Spontaneous congenital hydrocephalus in the mutant mouse hyh. Changes in the ventricular system and the subcommissural organ

Abstract

The subcommissural organ is an ependymal gland located at the entrance of the cerebral aqueduct. It secretes glycoproteins into the cerebrospinal fluid, where they aggregate to form Reissner's fiber. This fiber grows along the aqueduct, fourth ventricle, and central canal. There is evidence that the subcommissural organ is involved in the pathogenesis of congenital hydrocephalus. This organ was investigated in the mutant mouse hyh developing a congenital hydrocephalus. The central nervous system of normal and hydrocephalic hyh mice, 1 to 40 days old, was investigated using antibodies recognizing the subcommissural organ secretory glycoproteins, and by transmission and scanning electron microscopy. At birth, the affected mice displayed open communications between all ventricles, absence of a central canal in the spinal cord, ependymal denudation of the ventricles, stenosis of the rostral end of the aqueduct, and hydrocephalus of the lateral and third ventricles and of the caudal end of the aqueduct. Around the 5th postnatal day, the communication between the caudal aqueduct and fourth ventricle sealed, and hydrocephalus became severe.

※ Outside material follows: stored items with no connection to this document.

PR #3401, opened 2021-08-09
[NUI] Add CharacterSpacing property 

shrouqsabah:
### Description of Change ###
Add CharacterSpacing property to NUI
The spaces between characters.
A positive value will make the characters far apart (expanded) and a negative value will bring them closer (condensed).

Added:
 - public float CharacterSpacing { get; set; } // Property to  TextLabel, TextEditor & TextField

Related patches on DALi:
 - NUI] Add CharacterSpacing Property : https://review.tizen.org/gerrit/c/platform/core/uifw/dali-csharp-binder/+/262388
 - Adding Character Spacing : https://review.tizen.org/gerrit/c/platform/core/uifw/dali-toolkit/+/260890

### DIFF
--- a/src/Tizen.NUI/src/public/BaseComponents/TextField.cs
+++ b/src/Tizen.NUI/src/public/BaseComponents/TextField.cs
@@ -1929,6 +1929,27 @@ namespace Tizen.NUI.BaseComponents
         }
 
         /// <summary>
+        /// The spaces between characters in Pixels.
+        /// <remarks>
+        /// A positive value will make the characters far apart (expanded) and a negative value will bring them closer (condensed).<br />
+        /// The default value is 0.f which does nothing.
+        ///</remarks>
+        /// </summary>
+        [EditorBrowsable(EditorBrowsableState.Never)]
+        public float CharacterSpacing
+        {
+            get
+            {
+                return (float)GetValue(CharacterSpacingProperty);
+            }
+            set
+            {
+                SetValue(CharacterSpacingProperty, value);
+                NotifyPropertyChanged();
+            }
+        }
+
+        /// <summary>
         /// Set InputFilter to TextField.
         /// </summary>
         /// <param name="inputFilter">The InputFilter</param>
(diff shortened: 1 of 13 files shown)


huiyueun (approved):

rabbitfor:
@shrouqsabah If there is a related dali-csharp-binder patch, could you add a link to it?
And Please add "[NUI]" prefix to the commit message.

wonrst:
@shrouqsabah Please resolve the conflict.

dongsug-song:
@shrouqsabah 
Hello, could you check this? if ACR patch, please show the ACR link. 
and please resolve conflict. thank you.

shrouqsabah:
> @shrouqsabah
> Hello, could you check this? if ACR patch, please show the ACR link.
> and please resolve conflict. thank you.

No, this is not an ACR. We  need to wait merge on DALi then merge this. 
@wonrst , we delayed this to be merged after release, right?

Regardless, I will solve conflicts.

wonrst:
For stability, we plan to merge this patch after the M2 release.

shrouqsabah:
Rebased and verified

src/Tizen.NUI/src/public/BaseComponents/TextField.cs
```diff
@@ -1754,6 +1754,24 @@ public EllipsisPosition EllipsisPosition
             }
         }
 
+        /// <summary>
+        /// The spaces between characters.<br />
+        /// A positive value will make the characters far apart (expanded) and a negative value will bring them closer (condensed).<br />
+        /// </summary>
```
myroot, line 1760: 값이 의미하는것이 무엇인지 설명을 추가해주세요
pixel일까요? %일까요?

shrouqsabah: Hi @myroot ,
Yes, it is pixel.
Please, could you check the updated description and let me know what you see.

wonrst (approved):
Looks good to me

everLEEst (approved):
It is okay that we go with pixel by default.
but font size can be different, or scalable,
so it would be more intuitive to use %.
is there any plan to support % unit after this?

shrouqsabah:
> It is okay that we go with pixel by default. but font size can be different, or scalable, so it would be more intuitive to use %. is there any plan to support % unit after this?

We did not think about this option? 
But I think we can add it for future plans.
@wonrst , what do you think ?

wonrst:
> > It is okay that we go with pixel by default. but font size can be different, or scalable, so it would be more intuitive to use %. is there any plan to support % unit after this?
> 
> We did not think about this option? But I think we can add it for future plans. @wonrst , what do you think ?

@shrouqsabah 
Yes, right.
We can add this to future plans.
For scalable UX, we should also consider MinLineSize.

PR #3402, opened 2021-08-10
[NUI] Add a comment about SENSITIVE.

bshsqa:
- If a View is insensitive, the children are also not hittable.
 - This patch adds that at the sensitive property comment.


hinohie (approved):
Looks god to me

hyunjushin (approved):

PR #3408, opened 2021-08-10
[NUI] Fix FlexLayout to measure its child correctly

jaehyun0cho:
FlexLayout calculated child view's size in OnLayout() without
considering child layout's measured size unlike other layouts'
OnLayout().

This caused that the grand child view's size was calculated incorrectly
if the child and grand child had MatchParent Width/HeightSpecification.

To resolve this issue, child layout's measured size is set with the
child view's size calculated by dali-toolkit's YOGA APIs.

### API Changes ###

 - ACR:


huiyueun (approved):

everLEEst (approved):
LGTM.

PR #4996, opened 2023-02-15
[NUI] Fix Button Theme not to set fixed size

jaehyun0cho:
To increase Button width based on the Button's text, Button Theme sets MinimumSize instead of fixed Size.

### API Changes ###

 - ACR:


rabbitfor (approved):
LGTM

PR #5001, opened 2023-02-16
[NUI] Improve behaviors of ThemeManager and add an event

rabbitfor:
* ThemeManager.AppendTheme: While ApplyTheme() clears previous applied user theme, AppendTheme() appends it to the previous one.
* ThemeChanging event: An event called right after the theme changed and before applying it to the view.
* Open Theme.indexer public: This is for C_XAML.
* Theme implements IResourcesProvider: to support XAMLResources in xaml code

### API Changes ###

 - ACR:


jaehyun0cho (approved):
LGTM

PR #5002, opened 2023-02-17
[NUI] Fix Slider ValueIndicatorImage and Thumb size

Seoyeon2Kim:
### Description of Change ###

- Update Slider ValueIndicatorImage / Text to change its size depending on the content.
- Thumb size uses natural size of its image size.
- Update Slider style guide sample for ValueIndicator

### API Changes ###
- N/A

### DIFF
--- a/src/Tizen.NUI.Components/Theme/DefaultThemeCommon.cs
+++ b/src/Tizen.NUI.Components/Theme/DefaultThemeCommon.cs
@@ -273,7 +273,8 @@ namespace Tizen.NUI.Components
                 },
                 Thumb = new ImageViewStyle()
                 {
-                    Size = new Size(40, 40),
+                    WidthResizePolicy = ResizePolicyType.UseNaturalSize,
+                    HeightResizePolicy = ResizePolicyType.UseNaturalSize,
                     ResourceUrl = new Selector<string>()
                     {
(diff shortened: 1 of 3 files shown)


src/Tizen.NUI.Components/Theme/DefaultThemeCommon.cs
```diff
@@ -284,7 +285,9 @@ public Theme Create()
                 },
                 ValueIndicatorImage = new ImageViewStyle()
                 {
-                    Size = new Size(43, 40),
+                    SizeHeight = 40,
+                    WidthResizePolicy = ResizePolicyType.FitToChildren,
```
rabbitfor, line 289: When an indicator image has a fixed height but variable width, can it be ellipse in some cases?

rabbitfor (approved):
LGTM

src/Tizen.NUI.Components/Theme/DefaultThemeCommon.cs
Seoyeon2Kim: Yes, the default value is just drawing the border line and `ValueIndicatorImage` property has `ValueIndicatorText` as a child.
So, the width could be resized depending on the text length. :)
Thank you for your review!

PR #5009, opened 2023-02-17
[NUI.Scene3D] Use Model defined camera

hinohie:
Make API that we can use gltf model file defined camera.

Since Tizen.NUI.Scene3D.Camera is one of View & This camera should be children of SceneView to render the scene,
Camera cannot be owned by Model itself.

So, we support only for 'Generate' or 'Apply' camera parameters loaded from gltf model.

This patch required below dali patches merged.

https://review.tizen.org/gerrit/c/platform/core/uifw/dali-toolkit/+/288530
https://review.tizen.org/gerrit/c/platform/core/uifw/dali-csharp-binder/+/288531


jaehyun0cho (approved):
LGTM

It is postulated that the hyh mice carry a genetic defect affecting the ependymal cell lineage. The subcommissural organ showed signs of increased secretory activity; it released to the stenosed aqueduct a material that aggregated, but it did not form a Reissner's fiber. A large area of the third ventricular wall differentiated into a secretory ependyma synthesizing a material similar to that secreted by the subcommissural organ. It is concluded that the subcommissural organ changes during hydrocephalus; whether these changes precede hydrocephalus needs to be investigated.